PR #1789, opened 2015-12-04

kz0817:
address the above problems.

(1) Internal Error (Plugin)
(4) Broker connection


kz0817:
I'll be back.

PR #1790, opened 2015-12-04

kz0817:
address the above problems.

(1) Internal Error (Plugin)
(4) Broker connection

### DIFF
--- a/server/src/HatoholArmPluginGateHAPI2.cc
+++ b/server/src/HatoholArmPluginGateHAPI2.cc
@@ -28,6 +28,7 @@
 #include <libsoup/soup.h>
 #include <Reaper.h>
 #include "ArmUtils.h"
+#include "SelfMonitor.h"
 
 using namespace std;
 using namespace mlpl;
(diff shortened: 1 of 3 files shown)


kz0817:
I ran the unit test on my local computer and it succeeded.
Although the result of TravisCI failed, please review and merge it if there's no problem.

server/src/HatoholArmPluginGateHAPI2.cc
```diff
@@ -1141,7 +1192,7 @@ static bool parseItemParams(JSONParser &parser, ItemInfoList &itemInfoList,
 		if (num > 1) {
 			MLPL_WARN("Ignore 2nd and later itemGroups. This is "
 			          "a limitation of the current version of "
-			          "Hatohol (#1721).\n");
+			          "Hatohol (#1721).");
```
ashie: It degrades #1776.

kz0817:
I sent a revised PR as #1794. So I close this issue.

PR #1792, opened 2015-12-07
[WebUI] Show an error message when Hatohol server is not working (#1581)

kz0817:
The previous implementation never show any message and doesn't
happen anything after the login button is puressed when the
Hatohol server is down.

Although it has the basic mechasim to show the message.
However, it's never been performed due to the exception at
$.parseJSON() with an empty data.

However, parsing the response data has been meaningless,
because parseLoginResultWithError() is called only when
the HTTP respose is NOT 200 (OK).

This patch simply show an error message when this method
is called back.

### DIFF
--- a/client/static/js/hatohol_connector.js
+++ b/client/static/js/hatohol_connector.js
@@ -150,24 +150,9 @@ HatoholConnector.prototype.start = function(connectParams) {
   }
 
   function parseLoginResultWithError(XMLHttpRequest, textStatus, errorThrown) {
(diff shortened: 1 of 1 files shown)


kz0817:
With this patch, the following dialog is shown.
However, we still have a problem. Either breakdown of Hatohol server or wrong password results in showing the dialog. The latter case should show that reason. I will do it soon.

kz0817:
Thank you.

PR #1030, opened 2015-02-25
[Experimental][client][server] set arbitrary http status code

cosmo0920:
This pull request contains *experimental feature* for improving testability, as follows:

* `FaceRest::ResourceHandler::replyJSONData` and `FaceRest::ResourceHandler::replyError` can accept arbitrary HTTP status code such as **401 (Unauthorized)**, **403 (Forbidden)**, ... and so on.
  * Default HTTP status is **200 (OK)**.
* Hatohol client can handle non-200 response from Hatohol server.
* Try to send response which is non-200 status code in user authentication.

Here is failing user authentication senario:

 When failing to user authenticate, Hatohol server send **401 (Unauthorized)** response to Hatohol client(WebUI). Hatohol client just passes through Hatohol server response. Nevertheless non-200 status response from Hatohol server.
 Finally, user's browser receives **401 (Unauthorized)** response from Hatohol client(WebUI).

PR #1793, opened 2015-12-07
[server] Return HTTP code 200 on login failure. (#1581)

kz0817:
The failure of login to Hatohol Server is not HTTP error.
So we should return Code 200.

### DIFF
--- a/server/src/FaceRest.cc
+++ b/server/src/FaceRest.cc
@@ -572,14 +572,14 @@ void FaceRest::handlerLogin(ResourceHandler *job)
 	gchar *user = (gchar *)g_hash_table_lookup(job->m_query, "user");
 	if (!user) {
 		MLPL_INFO("Not found: user\n");
-		job->replyError(HTERR_AUTH_FAILED, SOUP_STATUS_BAD_REQUEST);
+		job->replyError(HTERR_AUTH_FAILED);
 		return;
 	}
 	gchar *password
 	  = (gchar *)g_hash_table_lookup(job->m_query, "password");
 	if (!password) {
 		MLPL_INFO("Not found: password\n");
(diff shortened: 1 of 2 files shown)


kz0817:
With this patch, the login failure message on Web UI becomes to be shown correctly like

cosmo0920:
:+1:

ashie:
History of changing HTTP status code for login failure:

#1030 : Introduce HTTP error codes
#1194 : Bad Request (400) -> Unauthorized(401)

ashie:
Some tests in testFaceRestUser are failed because they check HTTP status code of "/login".
Could you resolve them?

ashie:
> The failure of login to Hatohol Server is not HTTP error.

That's right.
We should return 200.

FYI:

* 400 Bad Request
    * http://www.w3.org/Protocols/rfc2616/rfc2616-sec10.html#sec10.4.1
```
The request could not be understood by the server due to malformed syntax. 
```

* 401 Unauthorized
    * http://www.w3.org/Protocols/rfc2616/rfc2616-sec10.html#sec10.4.2
```
The request requires user authentication. The response MUST include a WWW-Authenticate header field (section 14.47) containing a challenge applicable to the requested resource. 
```

So both of them are unsuitable.

kz0817:
> Some tests in testFaceRestUser are failed because they check HTTP status code of "/login".
Could you resolve them?

I've not checked yet.
I'll do it.

kz0817:
I fixed the broken tests.

ashie:
I confirmed it.
Thanks!

kz0817:
Thank you.
Tonight I'll try to fix the other failed tests on the new infrastructure.

PR #1794, opened 2015-12-07

kz0817:
address the above problems.

(1) Internal Error (Plugin)
(4) Broker connection

---

This is a revised version of #1790

### DIFF
--- a/server/src/HatoholArmPluginGateHAPI2.cc
+++ b/server/src/HatoholArmPluginGateHAPI2.cc
@@ -28,6 +28,7 @@
 #include <libsoup/soup.h>
 #include <Reaper.h>
 #include "ArmUtils.h"
+#include "SelfMonitor.h"
 
 using namespace std;
 using namespace mlpl;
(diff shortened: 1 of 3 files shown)


server/src/HatoholArmPluginGateHAPI2.cc
```diff
@@ -157,6 +177,69 @@ struct HatoholArmPluginGateHAPI2::Impl
...
+			monitorGateInternal,
+			monitorBrokerConn,
+		};
+		for (auto &m : monitors)
+			setAllStatusComb(m);
+
+		setupMonitorXPluginInternal();
+	}
+
+	void setupMonitorXPluginInternal(void)
```
ashie: What does "X" between "Monitor" and "PluginInternal" mean?

server/src/HatoholArmPluginGateHAPI2.cc
```diff
@@ -157,6 +177,69 @@ struct HatoholArmPluginGateHAPI2::Impl
...
+			for (int p = 0; p < NUM_TRIGGER_STATUS; p++) {
+				for (int c = 0; c < NUM_TRIGGER_STATUS; c++) {
+					m->setEventGenerator(
+					  static_cast<TriggerStatusType>(p),
+					  static_cast<TriggerStatusType>(c),
+					  mtx[p][c]);
+				}
+			}
+		};
+
```
ashie: It's hard to understand due to some short variable name.
Could you rename them?

m -> monitor
mtx -> matrix
p -> prev or privious
c -> curr or current or new ("new" is used in SelfMonitor.h)

ashie: > mtx -> matrix

It's still too short.
triggerStatusMatrix?

server/src/HatoholArmPluginGateHAPI2.cc
It's just a typo.

server/src/HatoholArmPluginGateHAPI2.cc
kz0817: I didn't want to break lines to keep good visibility. So I used those short names.
However, some people would think like you.
I'll use proper variable names with readable code structure.

kz0817:
I fixed the broken tests.

kz0817:
I revised the PR as #1803 and close this one.

PR #1796, opened 2015-12-07
[EventsView] Fix a bug that "Abbreviate Event Descriptions" check box isn't shown by default

ashie:
In the previous implementation the check box is placed in
"change-incident-container" which isn't shown when no incident
tracking system exists. But the check box should always be shown
because it's not concerned with incidents.


ashie:
Thanks!

PR #66, opened 2016-04-26
Introduce & Use ClickToSelect Component

daiyiwhale:
This PR introduces the `ClickToSelect` Component. 

Usage: wrap a component with `ClickToSelect` to cause browser highlights of the components contents when clicked.

### DIFF
--- a/src/js/components/ClickToSelect.js
+++ b/src/js/components/ClickToSelect.js
@@ -1,0 +1,39 @@
+import React from 'react';
+
+const METHODS_TO_BIND = [
+  'selectAll'
+];
+
+class ClickToSelect extends React.Component {
+  constructor() {
+    super();
+
+    METHODS_TO_BIND.forEach((method) => {
+      this[method] = this[method].bind(this);
+    });
+  }
+
+  selectAll(event) {
+    event.preventDefault;
+    let selection = document.getSelection();
+    let node = this.target;
+
+    selection.selectAllChildren(node);
+  }
+
+  render() {
+    return (
+      <span
+        onClick={this.selectAll}
+        ref={(node) => this.target = node}>
+        {this.props.children}
+      </span>
+    );
+  }
+}
+
+ClickToSelect.propTypes = {
+  children: React.PropTypes.any
+}
+
+module.exports = ClickToSelect;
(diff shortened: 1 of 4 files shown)


mesosphere-web:
Reviewer: @mlunoe

src/js/components/ClickToSelect.js
```diff
@@ -0,0 +1,39 @@
...
+      this[method] = this[method].bind(this);
+    });
+  }
+
+  selectAll(event) {
+    event.preventDefault;
+    let selection = document.getSelection();
+    let node = this.target;
+
+    selection.selectAllChildren(node);
```
jfurrow: We could just do `document.getSelection().selectAllChildren(this.target);` and avoid setting these variables

src/js/components/ClickToSelect.js
```diff
@@ -0,0 +1,39 @@
...
+  }
+
+  render() {
+    return (
+      <span
+        onClick={this.selectAll}
+        ref={(node) => this.target = node}>
```
jfurrow: We could just pass a string to `ref` and then use that in place of `this.target`. So you would reference the DOM node by using `this.refs.{someString}`

daiyiwhale: Ah that's much simpler, good idea!

src/js/components/ClickToSelect.js
daiyiwhale: I thought what I wrote would be easier to read, but actually now that I look at it the one-liner is pretty understandable as well haha. Changed!

jfurrow: That's fair! I don't feel strongly about it, so whatever you'd prefer is fine with me.

src/js/components/ClickToSelect.js
```diff
@@ -0,0 +1,28 @@
+import React from 'react';
+
+class ClickToSelect extends React.Component {
+  constructor() {
+    super();
+    this.selectAll = this.selectAll.bind(this);
+  }
+
+  selectAll() {
+    document.getSelection().selectAllChildren(this.refs.node);
```
kennyt: did you ensure that `selectAllChildren` works on all browsers?

https://developer.mozilla.org/en-US/docs/Web/API/Selection/selectAllChildren

i suppose if it doesn't, then it simply won't select and it will be ok

daiyiwhale: The support charts are full of mysterious `?` but I tested in latest Chrome, FF, Safari, Edge, and IE11 and it seemed to be functioning as advertised 👍

PR #67, opened 2016-04-27
Bug/dcos 6086 better repository error handling

mlunoe:
New errors comes first and foremost from Cosmos, but if no message is provided nice fallbacks are provided:

Here is a link to the cosmos error definitions:
https://github.com/dcos/cosmos/blob/master/cosmos-server/src/main/scala/com/mesosphere/cosmos/CosmosError.scala


mesosphere-web:
Reviewer: @rcorral

MatApple:
Not your code, but there is a typo in the 3rd image. `You can got to..` should be `You can go to..`

src/js/components/CosmosErrorMessage.js
```diff
@@ -0,0 +1,97 @@
...
+  }
+  getMessage() {
+    let {type, message} = this.props.error;
+
+    switch (type) {
+      // Specific uninstall errors
+      case 'IncompleteUninstall':
+      case 'UninstallNonExistentAppForPackage':
+        if (!message) {
+          message = 'Unable to uninstall package. Please check your connection and try again.';
```
MatApple: Is this error caused by a network issue?
If that were the case I'd expect the `type` to be defined client side. If these are client side errors then perhaps we should use constants.

src/js/components/CosmosErrorMessage.js
```diff
@@ -0,0 +1,97 @@
...
+        break;
+    }
+
+    return message;
+  }
+
+  appendRepositoryLink(message) {
+    return (
+      <span>
+        {`${message} You can got to the `}
```
MatApple: Woops - I thought the typo was coming from the server :)

src/js/components/CosmosErrorMessage.js
```diff
@@ -0,0 +1,97 @@
...
+          {this.getMessage()}
+        </div>
+      </div>
+    );
+  }
+};
+
+CosmosErrorMessage.defaultProps = {
+  className: 'text-overflow-break-word column-small-8 column-small-offset-2 column-medium-6 column-medium-offset-3',
+  error: {message: 'An error occured.'},
```
MatApple: Perhaps we should put a default `type` in here too.

src/js/components/CosmosErrorMessage.js
```diff
@@ -0,0 +1,97 @@
...
+  header: 'An Error Occured',
```
MatApple: The default case will render a modal with a heading and message:
### An Error Occured
An Error Occured
___
Maybe the message could provide some type of action like `Please try again` instead of a blanketing error message?

src/js/components/CosmosErrorMessage.js
```diff
@@ -0,0 +1,97 @@
...
+      case 'RepositoryUriConnection':
+      case 'RepositoryUriSyntax':
+        if (!message) {
+          message = 'The URL for a repository is not valid, or its host did not resolve. You might need to change the URL of this repository.';
+        }
+        message = this.appendRepositoryLink(message);
+        break;
+    }
+
+    return message;
```
kennyt: what do you think about prepending the `type` to the message? like how javascript does it

`TypeError: 'forEach' is not a function...'`

src/js/components/CosmosErrorMessage.js
```diff
@@ -0,0 +1,97 @@
...
+    switch (type) {
+      // Specific uninstall errors
+      case 'IncompleteUninstall':
+      case 'UninstallNonExistentAppForPackage':
+        if (!message) {
+          message = 'Unable to uninstall package. Please check your connection and try again.';
+        }
+        break;
+
+      // // Specific install errors
```
mlunoe: Double comment for everybody!

rcorral: huh?

mlunoe: It was a reminder for myself to remove the double comment

src/js/components/CosmosErrorMessage.js
mlunoe: Fixed

src/js/components/CosmosErrorMessage.js
mlunoe: I removed this fallback, since we expect the server to always provide a message

src/js/components/CosmosErrorMessage.js
mlunoe: Removed the fallback, since we expect the server to always to have a message

src/js/components/CosmosErrorMessage.js
mlunoe: Added "Please try again". I don't actually expect this case to ever happen, this is only in the case where we don't actually get a message from the server, which we always should

src/js/components/CosmosErrorMessage.js
mlunoe: No type needed, since we only need to add the page instructions if this is a repository related error

src/js/components/CosmosErrorMessage.js
```diff
@@ -0,0 +1,80 @@
...
+    }
+
+    return message;
+  }
+
+  appendRepositoryLink(message) {
+    return (
+      <span>
+        {`${message} You can go to the `}
+        <a href="/#/system/overview/repositories/">Repositories Settings</a>
```
kennyt: let's use a `Link` tag if possible

mlunoe: It's not since this will be used in the modal too. So I'd rather have this work everywhere we use it, rather than adding context to modal somehow.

Task goal
Return each line from the material that includes the string "there".

Exercise output
Although the result of TravisCI failed, please review and merge it if there's no problem.
Not your code, but there is a typo in the 3rd image. `You can got to..` should be `You can go to..`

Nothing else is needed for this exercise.